Мы слышали, впрочем, что собрания в доме Елагиных все-таки должны были прекратиться под конец вследствие все более и более возраставшей горячности споров между встречавшимися там людьми обеих партий. Довольно привести один пример: в 1845 году разница в суждениях о памфлете Н. М, Языкова „Не наши“ и о поступке автора, его написавшего, чуть не вызвала дуэли между П. В. Киреевским и Т. Н. Грановским, едва устраненной друзьями их. (Прим. П.В.Анненкова.)
[176] Возможно, имеется в виду рецензия Белинского 1843 г. на „Разные повести“, извлеченные из реакционного журнала „Маяк“ и изданные отдельной книжкой. Белинский обвинял авторов в „клевете на лапотную и сермяжную действительность“, и эти слова его, как явствует из контекста, действительно выражали презрение и даже ненависть, но не к „мужицкому быту“, как пытались это демагогически истолковать славянофилы, а к пошлой псевдонародной литературе, которая под видом „народной“ усиленно насаждалась в эти годы реакционной и продажной журналистикой (см. эту рецензию — Белинский, т. VIII, стр. 13–15).

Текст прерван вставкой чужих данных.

PR #3624, opened 2020-05-15
Admin UI for shipping methods - stock locations association

cedum:
This introduces the admin UI allowing to associate a shipping method to specific stock locations.
This makes editable also `Spree::ShippingMethod#available_to_all` from admin, being an attribute directly related to stock locations association behavior.

This feature is mostly used when a shipping method must be available to a specific subset of stock locations.
The shipping methods for a package [are queried](https://github.com/solidusio/solidus/blob/61110460baaac24b56160a4037f56320fb7870c7/core/app/models/spree/stock/package.rb#L109-L115) using the following methods:
- [`Spree::ShippingMethod.with_all_shipping_category_ids`](https://github.com/solidusio/solidus/blob/89f25d1519128c8f33b2f944f297f4081335e8c9/core/app/models/spree/shipping_method.rb#L40-L55)
- [`Spree::ShippingMethod.available_in_stock_location`](https://github.com/solidusio/solidus/blob/89f25d1519128c8f33b2f944f297f4081335e8c9/core/app/models/spree/shipping_method.rb#L57-L77)

The second query method filters the shipping methods having `available_to_all` enabled OR having the stock location associated.
By disabling `available_to_all` it becomes possible to make specific shipping methods available for specific stock locations.

Screenshot 2020-05-15 at 11 45 13

**Checklist:**

### DIFF
--- a/core/config/locales/en.yml
+++ b/core/config/locales/en.yml
@@ -319,6 +319,8 @@ en:
         name: Name
         service_level: Service Level
         tracking_url: Tracking URL
+        stock_locations: Stock Locations
+        available_to_all: Available to all stock locations
       spree/shipping_rate:
         amount: Amount
         label: Label
@@ -884,6 +886,9 @@ en:
         expired: Expired
         inactive: Inactive
         not_started: Not started
+      shipping_methods:
+        form:
+          stock_locations_placeholder: 'Choose stock locations'
       stock_locations:
         form:
           address: Address
@@ -1412,6 +1417,9 @@ en:
           If no value is specified, the promotion will be immediately available.
         promo_code_will_be_disabled: Selecting this option, promo codes will be disabled for this promotion
           because all its rules / actions will be applied automatically to all orders.
+      spree/shipping_method:
+        available_to_all: Uncheck to select specific stock locations this
+          shipping method will be available in.
       spree/stock_location:
         active: 'This determines whether stock from this location can be used when
           building packages.<br/> Default: Checked'
--- a/backend/app/assets/javascripts/spree/backend.js
+++ b/backend/app/assets/javascripts/spree/backend.js
@@ -61,3 +61,4 @@
 //= require spree/backend/user_picker
 //= require spree/backend/variant_autocomplete
 //= require spree/backend/zone
+//= require spree/backend/shipping_methods/stock_locations_picker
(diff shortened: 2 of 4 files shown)


aldesantis:
@cedum thanks, this is awesome! I was wondering if we can easily clear and disable the Stock Locations field when Available to all is checked? It would be a nice UX addition.

cedum:
I've introduced a few interactions between the checkbox and the select:
- when checking the checkbox, the selected stock locations get cleared;
- when selecting a stock location, the checkbox gets unchecked automatically;
- when clearing all stock locations, the checkbox gets checked automatically.

What do you think?

Here's a demo:

aldesantis:
@cedum maybe it's not a good idea to auto-select the checkbox when clearing all stock locations? I'm thinking about a scenario where a store owner wants to temporarily disable a shipping method by removing it from all stock locations. They may not notice that the "Available to all stock locations" checkbox got auto-selected, and they would have the opposite result of what they were expecting. 😄

cedum:
> @cedum maybe it's not a good idea to auto-select the checkbox when clearing all stock locations? I'm thinking about a scenario where a store owner wants to temporarily disable a shipping method by removing it from all stock locations. They may not notice that the "Available to all stock locations" checkbox got auto-selected, and they would have the opposite result of what they were expecting. 😄

I think the scope of this feature is to support the main two cases UI-wise:
- adding a stock locations whitelist;
- removing the stock locations whitelist.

[177] По-видимому, под впечатлением резкой рецензии Белинского на „Старинную сказку об Иванушке-дурачке“ Н. Полевого Герцен писал Н. X. Кетчеру очень близкое к тому, о чем говорит здесь Анненков: „…зачем он <Белинский> в „Отечественных записках“, как только дело дойдет до национальных бредней, поминает о лаптях и о сермяге? Неужели он не знает, что ни то, ни другое не носится pargout (по собственному вкусу (франц.) или par esprit de parti (по партийному духу (франц.), а из бедности… А по сему, я думаю, не вовсе прилично аристократически хвастать сапогами и смеяться над людьми, носящими лапти…

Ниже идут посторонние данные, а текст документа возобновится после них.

PR #3625, opened 2020-05-15
keep admin routes in backend

ccarruitero:
**Description**
I found that admin api_key routes are inside api routes file. I didn't find that these routes were used in api.

So I think we should move that routes into admin routes file.

This doesn't change any functionality, so I think doesn't need any extra spec.

**Checklist:**

### DIFF
--- a/api/config/routes.rb
+++ b/api/config/routes.rb
@@ -1,17 +1,6 @@
 # frozen_string_literal: true
 
 Spree::Core::Engine.routes.draw do
-  namespace :admin do
-    resources :users do
-      resource :api_key, controller: 'users/api_key', only: [:create, :destroy]
-
-      member do
-        put :generate_api_key # Deprecated
-        put :clear_api_key # Deprecated
-      end
-    end
-  end
-
   namespace :api, defaults: { format: 'json' } do
     resources :promotions, only: [:show]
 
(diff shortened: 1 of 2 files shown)


jarednorman:
The API itself doesn't "use" it's own routes, since it's just an API. The backend makes use of many API routes, but that doesn't mean those routes belong in the API.

aldesantis:
Agreed, those routes should stay in solidus_api, whose job is to expose API routes for everyone else's convenience.

kennyadsl:
Thanks a lot for your contribution but I agree with @jarednorman and @aldesantis. 

I'd actually move [this controller](https://github.com/solidusio/solidus/blob/afd7f5b3bc1f3701012b7932725941aa772e04f8/backend/app/controllers/spree/admin/users/api_key_controller.rb) in API, instead. It should be defined in the same gem where routes and [migrations](https://github.com/solidusio/solidus/tree/afd7f5b3bc1f3701012b7932725941aa772e04f8/api/db/migrate) are defined.

ccarruitero:
Thanks all for your comments.

I think the description in the PR wasn't very clear.

My concern about these routes, is that are useless for any other than admin.

If you look into the [controller](https://github.com/solidusio/solidus/blob/master/backend/app/controllers/spree/admin/users/api_key_controller.rb), these actions ended with a redirection into admin.

I think move the controller into `solidus_api` could be a better approach; always that modify the controller to return the `api_key` instead the redirection.

I'll work on that change.

PR #3626, opened 2020-05-15
Improving stock items management

softr8:
The following items were addressed
 
* Filtering was working by single stock location, made it multiple
* Available stock items by variant was being filtered as well
  when specified a stock location
* Improved available stock locations list in new stock item select box

**Checklist:**

### DIFF
--- a/backend/app/controllers/spree/admin/stock_items_controller.rb
+++ b/backend/app/controllers/spree/admin/stock_items_controller.rb
@@ -43,21 +43,24 @@ module Spree
         @stock_locations = Spree::StockLocation.accessible_by(current_ability)
         @stock_item_stock_locations = params[:stock_location_id].present? ? @stock_locations.where(id: params[:stock_location_id]) : @stock_locations
         @variant_display_attributes = self.class.variant_display_attributes
-        @variants = Spree::Config.variant_search_class.new(params[:variant_search_term], scope: variant_scope).results
-        @variants = @variants.includes(:images, stock_items: :stock_location, product: :variant_images)
-        @variants = @variants.includes(option_values: :option_type)
-        @variants = @variants.order(id: :desc).page(params[:page]).per(params[:per_page] || Spree::Config[:orders_per_page])
+        @variants = Spree::Config.variant_search_class.new(params[:variant_search_term], scope: variant_scope).results.
+            order(id: :desc).page(params[:page]).per(params[:per_page] || Spree::Config[:orders_per_page])
       end
 
       def variant_scope
-        scope = Spree::Variant.accessible_by(current_ability)
-        if @product
-          scope = scope.where(
-            product: @product,
-            is_master: !@product.has_variants?
+        scope = Spree::Variant
+          .accessible_by(current_ability)
+          .distinct.order(:sku)
+          .includes(
+            :images,
+            stock_items: :stock_location,
+            product: :variant_images,
+            option_values: :option_type
           )
-        end
-        scope = scope.order(:sku)
+
+        scope = scope.where(product: @product, is_master: !@product.has_variants?) if @product
+        scope = scope.by_stock_location(params[:stock_location_id]) if params[:stock_location_id].present?
+
         scope
       end
 
--- a/backend/app/controllers/spree/admin/stock_items_controller.rb
+++ b/backend/app/controllers/spree/admin/stock_items_controller.rb
@@ -40,8 +40,14 @@ module Spree
       end
 
       def load_stock_management_data
-        @stock_locations = Spree::StockLocation.accessible_by(current_ability)
-        @stock_item_stock_locations = params[:stock_location_id].present? ? @stock_locations.where(id: params[:stock_location_id]) : @stock_locations
+        @stock_locations = Spree::StockLocation.accessible_by(current_ability, :read)
+        @stock_item_stock_locations = Spree::DeprecatedInstanceVariableProxy.new(
+          view_context,
+          :@stock_locations,
+          :stock_item_stock_locations,
+          Spree::Deprecation,
+          "Please, do not use @stock_item_stock_locations anymore in the views, use @stock_locations",
+        )
         @variant_display_attributes = self.class.variant_display_attributes
         @variants = Spree::Config.variant_search_class.new(params[:variant_search_term], scope: variant_scope).results.
             order(id: :desc).page(params[:page]).per(params[:per_page] || Spree::Config[:orders_per_page])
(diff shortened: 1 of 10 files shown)


aldesantis:
@softr8 any chance you could split the improvements into multiple commits? It would make the Git history much more useful! 🙏

softr8:
@kennyadsl what about now?

kennyadsl (commented):
Left a possible improvement in terms of backward compatibility. I'd really love to merge this! Thanks, Edwin.

kennyadsl:
Hey @softr8, do you have any update here? Does my comment make sense for you as well?

softr8:
@kennyadsl done! let me know if this needs more work 👍

kennyadsl (commented):
Thanks @softr8, works for me and I think we can also backport the deprecation in Solidus 2.11.x so we can remove the deprecated instance variable in Solidus 3.0. Can you please rebase against solidusio/solidus? There's an extra commit in the PR that should not be present.

softr8:
Done

backend/app/controllers/spree/admin/stock_items_controller.rb
```diff
@@ -43,22 +43,29 @@ def load_stock_management_data
...
       end
 
       def collection
         []
       end
+
+      def add_stock_location_filtering(scope)
+        return scope if params[:stock_location_id].blank?
+
+        scope.joins(:stock_locations).where(spree_stock_locations: { id: params[:stock_location_id] })
```
jarednorman, line 73: Perhaps we could move this to a scope? I usually prefer keeping query logic out of the controller, so we could add a scope like:

```ruby
scope :by_stock_location, -> (stock_location_id) {
  if stock_location_id
    joins(:stock_locations).where(spree_stock_locations: { id: params[:stock_location_id] })
  else
    all
  end
}
```

Then in the controller we'd just add `.by_stock_location(params[:stock_location_id].presence)` to the scope query.

Thoughts?

jarednorman (changes requested):
Good change, one minor suggestion.

backend/app/controllers/spree/admin/stock_items_controller.rb
softr8: Done! Thanks @jarednorman

jarednorman (approved):

core/lib/generators/solidus/install/install_generator.rb
```diff
@@ -111,14 +111,20 @@ def configure_application
       end
     end
 
-    def install_default_plugins
+    def plugin_install_preparation
```
softr8, line 114: Wait, not sure what happened here, I did not touch this file

softr8: Fixed

kennyadsl:
@softr8 Thanks for the update Edwin. There's a spec failing that seems related to the PR, can you please take a look?

softr8:
done! @kennyadsl

spaghetticode (approved):
Looks good to me, thanks @softr8 👍

backend/app/views/spree/admin/stock_items/_stock_management.html.erb
```diff
@@ -71,18 +71,24 @@
...
+                  data-variant-id="<%= variant.id %>"
+                  data-stock-item="<%= item.to_json %>"
+                  data-stock-location-name="<%= item.stock_location.name %>"
+                  data-track-inventory="<%= variant.should_track_inventory? %>"
+                  data-can-edit="<%= can?(:admin, Spree::StockItem) %>">
+                <%# This is rendered in JS %>
+              </tr>
             <% end %>
-            <% locations_without_items = @stock_item_stock_locations - variant.stock_items.flat_map(&:stock_location) %>
+            <% locations_without_items = stock_locations - variant.stock_items.flat_map(&:stock_location) %>
```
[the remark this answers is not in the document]
kennyadsl: @softr8 did you have the chance to take a look at this commit? If I wasn't clear let me know and I'll try to rephrase it in a better way. 🙂

jarednorman:
There's some conflicts that need resolving here.

waiting-for-dev:
Hey @softr8, I rebased from master, and it looks like some tests are failing. I know it's been a while, but do you have a clue which could be the problem?

core/app/models/spree/variant/scopes.rb
```diff
@@ -10,6 +10,14 @@ def self.prepended(base)
             order(Arel.sql("COALESCE((SELECT COUNT(*) FROM  #{Spree::LineItem.quoted_table_name} GROUP BY #{Spree::LineItem.quoted_table_name}.variant_id HAVING #{Spree::LineItem.quoted_table_name}.variant_id = #{Spree::Variant.quoted_table_name}.id), 0) DESC"))
           }
 
+          scope :by_stock_location, ->(stock_location_id) {
+            if stock_location_id
+              joins(:stock_locations).where(spree_stock_locations: { id: stock_location_id })
+            else
+              all
```
BenMorganIO, line 17: I believe with scopes, if `nil` is returned it essentially acts as an `all` anyways.

kennyadsl: @BenMorganIO do you see any issue using `all` here?

waiting-for-dev (approved):

core/app/models/spree/variant/scopes.rb
BenMorganIO: No, I just thought to point out the `else` section might be able to be deleted entirely.

kennyadsl: Ah, cause it will fallback to `nil` and will act as `.all`. Up to @elia (currently assigned to this PR) if he wants to change it.

elia: @BenMorganIO @kennyadsl good call, I updated the code to avoid the check altogether and added a spec for `Variant.by_stock_location`.

backend/app/controllers/spree/admin/stock_items_controller.rb
```diff
@@ -43,21 +43,24 @@ def load_stock_management_data
...
 
       def variant_scope
-        scope = Spree::Variant.accessible_by(current_ability)
-        if @product
-          scope = scope.where(
-            product: @product,
-            is_master: !@product.has_variants?
+        scope = Spree::Variant
+          .accessible_by(current_ability)
+          .distinct.order(:sku)
```
kennyadsl, line 59: @softr8 👋 We are having some issues with this `distinct` call. Getting `for SELECT DISTINCT, ORDER BY expressions must appear in select list (PG::InvalidColumnReference)`. Do you remember the reason why this was added?

tvdeyen: @kennyadsl @softr8 getting the same issue here while searching by variant name. 

```
ActiveRecord::StatementInvalid (PG::InvalidColumnReference: ERROR:  for SELECT DISTINCT, ORDER BY expressions must appear in select list
LINE 1: ...e_option_values"."name" ILIKE '%blish%') ORDER BY "spree_var...
```

will open an issue as this is a regression we introduced in 4.2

Гуманность, гуманность — великое дело!“. (А. И. Герцен, Полн. собр. соч. и писем, под ред. М. Лемке, т. III, стр. 397). Однако Белинский как раз и не хотел знать „гуманности“ в отношении к славянофилам, улавливая в их проповеди и спекуляцию на любви к родному и фарисейский лжепатриотизм, отводивший глаза от бедственного положения народа.